(DATA PROVIDED begins)
PR #1507, opened 2020-05-04
Prune and cancel prune when snapshot in progress

BeniaminDrasovean:
To be able to enable trie pruning while a trie snapshot is in progress, all pruning operations (prune, cancel prune) must be buffered, and after the snapshotting process has finished, they must executed sequentially and in the same order that they were added to the pruning buffer.


data/trie/trieStorageManager.go
```diff
@@ -177,45 +184,66 @@ func (tsm *trieStorageManager) Prune(rootHash []byte, identifier data.TriePrunin
...
 
-func (tsm *trieStorageManager) prune(oldHashes map[string]struct{}) {
-	for hash := range oldHashes {
-		rootHash := []byte(hash)
-		err := tsm.removeFromDb(rootHash)
-		if err != nil {
-			log.Error("trie storage manager remove from db", "error", err, "rootHash", hex.EncodeToString(rootHash))
+func (tsm *trieStorageManager) resolveBufferedHashes(oldHashes [][]byte) {
+	for _, rootHash := range oldHashes {
+		lastBytePos := len(rootHash) - 1
```
SebastianMarian, line 203: Maybe you should add a check for lastBytePos to be >= 0, otherwise the next code could panic

data/trie/pruningBuffer.go
```diff
@@ -26,29 +26,19 @@ func (pb *pruningBuffer) add(rootHash []byte) {
...
 
-	buffer := make(map[string]struct{})
-	for key := range pb.buffer {
-		buffer[key] = struct{}{}
-	}
-
-	pb.buffer = make(map[string]struct{})
+	buffer := make([][]byte, len(pb.buffer))
+	copy(buffer, pb.buffer)
+	pb.buffer = pb.buffer[:0]
```
bogdan-rosianu, line 41: refactor this as this can lead to hidden bugs because you still can access the old values if you don't overwrite them
```
	sl := []int{1,2,3,4,5,6,7,8}
	sl = sl[:0]

	sl = append(sl, 7)
	fmt.Println(sl[:2])
```
will print [7,2]

data/trie/trieStorageManager.go
bogdan-rosianu: :+1:

data/trie/pruningBuffer.go
bogdan-rosianu: It's ok if you range the buffer, but also the capacity remains set to the old value. Please wait for a second opinion

SebastianMarian: I think it could remain like this, as we range on this buffer, and the garbage remained beyond the buffer len should not be a problem. It is just an allocated memory which is useful for the future appends, if they will be. We use this pattern in many other parts of the project. You can search after [:0]. The alternative, is to replace this approach with make but this would cause to reallocate the memory to each append which would be done afterward.

data/trie/trieStorageManager.go
BeniaminDrasovean: Done.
(DATA PROVIDED ends)
TASK TO CARRY OUT. Extract each line holding the word "bogdan" from the records.

THE ANSWER.
bogdan-rosianu, line 41: refactor this as this can lead to hidden bugs because you still can access the old values if you don't overwrite them
bogdan-rosianu: :+1:
bogdan-rosianu: It's ok if you range the buffer, but also the capacity remains set to the old value. Please wait for a second opinion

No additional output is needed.